Chinese nuclear scientists have reached an important milestone in the global quest to harness energy from nuclear fusion, a process that occurs naturally in the sun.
The team of scientists from China’s Institute of Plasma Physics announced this week that plasma in their Experimental Advanced Superconducting “Tokamak” (EAST) — dubbed the “artificial sun” — reached a whopping 100 million degrees Celsius, temperature required to maintain a fusion reaction that produces more power than it takes to run.
How did China manage to pull it off?
While current nuclear power plants rely on nuclear fission — a chain reaction where uranium atoms are split to release energy — nuclear fusion effectively does the opposite by forcing atoms to merge.
One way of achieving this on Earth is by using what’s known as a tokamak, a device designed to replicate the nuclear fusion process that occurs naturally in the Sun and stars to generate energy.

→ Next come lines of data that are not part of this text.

PR #9477, opened 2026-07-19
fix(source-control): keep huge change sets responsive

### LINKED ISSUE #7991: Source control freezes when a branch has too many changed files
## Problem

When switching to a branch with a large number of changed files (e.g., 20,000 files), the Source Control panel freezes the entire window for several seconds or permanently, making it unusable.

## Steps to Reproduce

1. Have a repo where a branch has a very large number of changed files (>= 10,000)
2. Switch to the Source Control tab in the right sidebar
3. The UI freezes

Alternatively: create or check out a branch with 10,000-20,000+ uncommitted files (e.g., an unignored build directory or dependency folder).

### 1. No virtual scrolling
The Source Control panel renders every entry as a React component via `visibleTreeRowsBySection[id].map(...)` or `visibleListRowsBySection[id].map(...)` at SourceControl.tsx L5961-L6069. All entries are mounted into the DOM at once. With up to `DEFAULT_GIT_STATUS_LIMIT = 10,000` (git-status-limit.ts) entries rendered as rich `UncommittedEntryRow` components, each with staged/unstaged/discard buttons and diff-comment badges, the browser thread freezes during both initial render and re-renders on state changes (filter, selection, etc.).

### 2. Heavy tree building on every render
`buildSourceControlTree`, `flattenSourceControlTree`, and `compactSourceControlTree` re-run every time `displaySections` changes (which happens on every status poll update), rebuilding the full tree data structure for all entries even when no visible data changed. Combined with the lack of DOM virtualization, this doubles the freeze duration.

### 3. Per-entry diff comment lookup
Each `UncommittedEntryRow` receives `diffCommentCountByPath.get(node.entry.path)` - a Map lookup across a potentially large comments array. While individually cheap, this is called for every one of 10,000 rows.

## Expected Behavior

The Source Control panel should remain responsive regardless of change count. For huge changes, the panel should either:
- Virtualize the file list (only render visible rows, e.g., via `react-window`/`virtuoso` or a custom overscan approach), OR
- Show the "too many changes" banner earlier (lower limit) and skip full rendering entirely.

## Suggested Fixes (in order of preference)

1. **Virtual scrolling.** Wrap the per-section file list with a virtualized list component (e.g., `react-window` `FixedSizeList` or `virtuoso`) so only viewport-visible rows are mounted. Estimated ~100 DOM nodes instead of 10,000.

2. **Reduce the status entry limit.** Lower `DEFAULT_GIT_STATUS_LIMIT` from 10,000 to something that the existing non-virtualized renderer can handle without freezing (e.g., 1,000-2,000). The "too many changes" banner already exists; it would just trigger sooner.

3. **Debounce tree re-computation.** Wrap the `buildSourceControlTree`/`flattenSourceControlTree` chain in a `useMemo` with a structural equality check to avoid rebuilding the tree when entries haven't materially changed between polls.

## Environment

- Orca version: v1.4.129-rc.1
- Affects all platforms (macOS, Linux, Windows)

OrcaWin:
## Summary

- stream porcelain status incrementally on relay hosts and terminate Git as soon as Orca has enough entries
- cap source-control data at 1,000 entries before IPC or SSH/relay transfer, preserving an explicit `didHitLimit` signal
- keep huge-repository watcher suppression sticky while adding an explicit Retry path that recovers after the repository drops below the cap

## ELI5

A branch with thousands of changes made Orca carry and render a giant list all at once, briefly freezing the window even though only a capped list was shown. Orca now stops reading as soon as it has the capped result, sends only that bounded result across process and host boundaries, pauses automatic refresh churn, and lets the user retry explicitly after cleaning up files.

## Electron evidence

Exact fixture in both runs: one committed file plus exactly 12,000 untracked TypeScript files in 120 directories.

| Measurement | Before | After |
| --- | ---: | ---: |
| Initial Source Control activation | 1601.6 ms | 1516.9 ms |
| Renderer max event-loop lag during activation | 1113.6 ms | 664.4 ms |
| Explicit status scan | 529.6 ms | 284.0 ms |
| Warm rescan | 146.4 ms | 196.9 ms |
| IPC payload | 850,222 bytes | 85,221 bytes |
| Entries crossing IPC | 10,000 | 1,000 |
| Post-activation max lag | 29.2 ms | 20.7 ms |
| Render update | — | 2.0 ms |

The exact Electron flow passed twice after the fix, including a fresh rebuild. Removing all 12,000 untracked files and choosing Retry cleared capped mode, proving explicit recovery.

## Validation

- 429 focused parser, status, relay, IPC, provider, runtime, store, and polling tests
- additional relay/component run: 192 passed, 10 skipped
- `typecheck:node`
- `typecheck:web`
- changed-file oxlint and max-lines ratchet
- localization catalog and coverage checks
- all six relay target builds plus the WSL hook relay
- exact 12,000-file Electron E2E

## Trade-off / user-visible change

Repositories with more than 1,000 changes now enter capped mode earlier, show the first 1,000 entries, pause automatic watcher and safety refreshes, and expose Retry. The smaller bound is what keeps renderer projection and cross-host transfer responsive; explicit Retry preserves recovery after cleanup.

Fixes #7991


OrcaWin:
Electron before/after proof for the exact 12,000-file fixture: [https://htmlpreview.github.io/?https://gist.githubusercontent.com/OrcaWin/6647ab6a294ab47bc1898334076e66b6/raw/orca-7991-electron-proof.html](https://htmlpreview.github.io/?https://gist.githubusercontent.com/OrcaWin/6647ab6a294ab47bc1898334076e66b6/raw/orca-7991-electron-proof.html)

The artifact embeds both temporary screenshots and their SHA-256 hashes; neither the screenshots nor fixture are committed to the repository. The measured IPC boundary changed from 10,000 entries / 850,222 bytes to 1,000 entries / 85,221 bytes, and deleting the fixture followed by **Retry** verified recovery.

The EAST that pulled off the 100 million Celsius feat stands at 11 metres tall, has a diameter of 8 metres and weighs about 360 tonnes.
It uses a ring to house heavy and super-heavy isotopes — atomic variations — of hydrogen known as deuterium and tritium.
The isotopes are heated by powerful electric currents within the “tokamak”, tearing electrons away from their atoms and forming a charged plasma of hydrogen ions.
Powerful magnets lining the inner walls of EAST then contain the plasma to a tiny area to maximise the chance that the ions will fuse together.
When the ions fuse they give off a large amount of energy, which can then be harnessed to run a power plant and produce electricity.
The Chinese research team said they were able to achieve the record temperature through the use of various new techniques in heating and controlling the plasma, but could only maintain the state for about 10 seconds.
The latest breakthrough provided experimental evidence that reaching the 100 million degrees Celsius mark is possible, according to China’s Institute of Plasma Physics.